Records for the exercise
PR #860, opened 2025-01-30
`hierarchies-react`: Cleanup filtering action buttons

MartynasStrazdas:
Filter icon style fix
image

Removed filter reset button.

### DIFF
--- a/.changeset/famous-bags-pull.md
+++ b/.changeset/famous-bags-pull.md
@@ -2,5 +2,6 @@
 "@itwin/presentation-hierarchies-react": patch
 ---
 
-Fix tree filter button style.
-Removed filter reset button.
+Changes to tree node action buttons related to filtering:
+- Fix filter button style.
+- Removed "reset filter" button. The filter can be reset through the filter editing dialog.
--- a/.changeset/famous-bags-pull.md
+++ b/.changeset/famous-bags-pull.md
@@ -1,0 +1,6 @@
+---
+"@itwin/presentation-hierarchies-react": patch
+---
+
+Fix tree filter button style.
+Removed filter reset button.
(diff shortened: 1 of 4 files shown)


saskliutas (approved):

packages/hierarchies-react/src/presentation-hierarchies-react/itwinui/TreeActionButtons.tsx
```diff
@@ -9,7 +9,7 @@ import { HierarchyLevelDetails, useTree } from "../UseTree.js";
 import { useLocalizationContext } from "./LocalizationContext.js";
 
 const filterIcon = new URL("@itwin/itwinui-icons/filter.svg", import.meta.url).href;
-const dismissIcon = new URL("@itwin/itwinui-icons/dismiss.svg", import.meta.url).href;
+const activeFilterIcon = new URL("@itwin/itwinui-icons/placeholder.svg", import.meta.url).href; // Placeholder
```
grigasp, line 12: does this mean we're missing an icon? if yes, please add it to "Icons status" list in https://github.com/iTwin/viewer-components-react/issues/1149#issue-2808932282

.changeset/famous-bags-pull.md
```diff
@@ -0,0 +1,6 @@
+---
+"@itwin/presentation-hierarchies-react": patch
+---
+
+Fix tree filter button style.
+Removed filter reset button.
```
grigasp, line 6: This won't render well in changelog. Let's restructure like this:

```suggestion
Changes to tree node action buttons related to filtering:
- Fix filter button style.
- Removed "reset filter" button. The filter can be reset through the filter editing dialog.
```

grigasp (approved):

packages/hierarchies-react/src/presentation-hierarchies-react/itwinui/TreeActionButtons.tsx
MartynasStrazdas: I was under the impression that this includes it.
image

grigasp: yes, my bad (somehow I thought we need two icons - regular one and "active filter" one)

PR #870, opened 2025-02-05
[Hierarchies-react]: add dropdown button actions

MartynasStrazdas:
When multiple actions are provided:
image
image
When one action is provided:
image
When no actions are provided:
image

Keeping icon button position in the same place when other icon buttons are not displayed:
image
image
When dropdown actions exist but none are visible for a node.
image

### DIFF
--- a/packages/hierarchies-react/src/presentation-hierarchies-react/itwinui/TreeActionButton.tsx
+++ b/packages/hierarchies-react/src/presentation-hierarchies-react/itwinui/TreeActionButton.tsx
@@ -30,13 +30,7 @@ export type FilterActionProps = {
 /** @internal */
 export function TreeActionButton({ show, label, action, icon }: TreeItemAction) {
   return (
-    <IconButton
-      className={`tree-action-item${!show ? "-invisible" : ""}`}
-      variant={"ghost"}
-      onClick={action}
-      label={label}
-      icon={icon ?? placeholderIcon}
-    />
+    <IconButton className={`tree-action-item${!show ? "-invisible" : ""}`} variant={"ghost"} onClick={action} label={label} icon={icon ?? placeholderIcon} />
   );
 }
 
--- a/packages/hierarchies-react/src/presentation-hierarchies-react/itwinui/TreeActionButton.tsx
+++ b/packages/hierarchies-react/src/presentation-hierarchies-react/itwinui/TreeActionButton.tsx
@@ -7,17 +7,24 @@ import "./TreeActionButton.css";
 import { IconButton } from "@itwin/itwinui-react/bricks";
 import { PresentationHierarchyNode } from "../TreeNode.js";
 import { HierarchyLevelDetails, useTree } from "../UseTree.js";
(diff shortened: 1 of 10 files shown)


packages/hierarchies-react/src/presentation-hierarchies-react/itwinui/TreeRenderer.tsx
```diff
@@ -51,6 +63,9 @@ export function TreeRenderer({ rootNodes, expandNode, localizedStrings, selectNo
       <Tree.Root style={{ height: "100%", width: "100%" }}>
         <TreeLevelRenderer
           {...treeProps}
+          actions={[...(actions || []), getFilterAction({ onClick: onFilterClick, getHierarchyLevelDetails, label: localizedStrings?.filterHierarchyLevel })]}
```
saskliutas, line 66: I think we should leave for consumer to add `filterButton`. That way it will be possible to fully control buttons position. I think we should have something like:

```tsx
// in consumer component
return <TreeRenderer
  {...treeProps}
  actions=[
    (node) => createMyCustomAction(node),
    createFilterAction({ 
      onFilter: handleFilter // same as `onFilerClick` at the moment
      getHierarchyLevelDetails
    })
  ]
/>
```

saskliutas (approved):
Looks ok for now. We can revisit API for providing actions later.

I guess we could remove `isDropdownAction` and only show up to 3 buttons as discussed.

packages/hierarchies-react/src/presentation-hierarchies-react/itwinui/TreeRenderer.tsx
MartynasStrazdas: Changed, the overflow into dropdown is not perfect and there could be cases where the overflow button will have one action, but I don't think there is any reason to add any more effort when itwinUI will change action logic. For filterButton exposed it with alpha tag, made label required for now consumers should have localizedStrings anyway should circle back to it when final version of itwinUI actions is available.

packages/hierarchies-react/src/presentation-hierarchies-react/itwinui/TreeActionButton.tsx
```diff
@@ -0,0 +1,57 @@
...
+  label: string;
+} & Partial<Pick<ReturnType<typeof useTree>, "getHierarchyLevelDetails">>;
+
+/** @internal */
+export function TreeActionButton({ show, label, action, icon }: TreeItemAction) {
+  return (
+    <IconButton
+      className={`tree-action-item${!show ? "-invisible" : ""}`}
+      variant={"ghost"}
+      onClick={() => action()}
```
saskliutas, line 36:
```suggestion
      onClick={action}
```

packages/hierarchies-react/src/presentation-hierarchies-react/itwinui/TreeRenderer.tsx
saskliutas, line 1: I guess these changes can be reverted.

saskliutas (approved):
Small cleanup.

PR #878, opened 2025-02-19
[Hierarchies-react]: flat tree

MartynasStrazdas:
Updated hierarchies react to consume  itwinUI alpha.6.


packages/hierarchies-react/src/presentation-hierarchies-react/itwinui/TreeRenderer.tsx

Exercise description
Locate "Updated hierarchies react" in the material, then quote the line that contains it and all lines after it through the final one.

Output below
Updated hierarchies react to consume  itwinUI alpha.6.


packages/hierarchies-react/src/presentation-hierarchies-react/itwinui/TreeRenderer.tsx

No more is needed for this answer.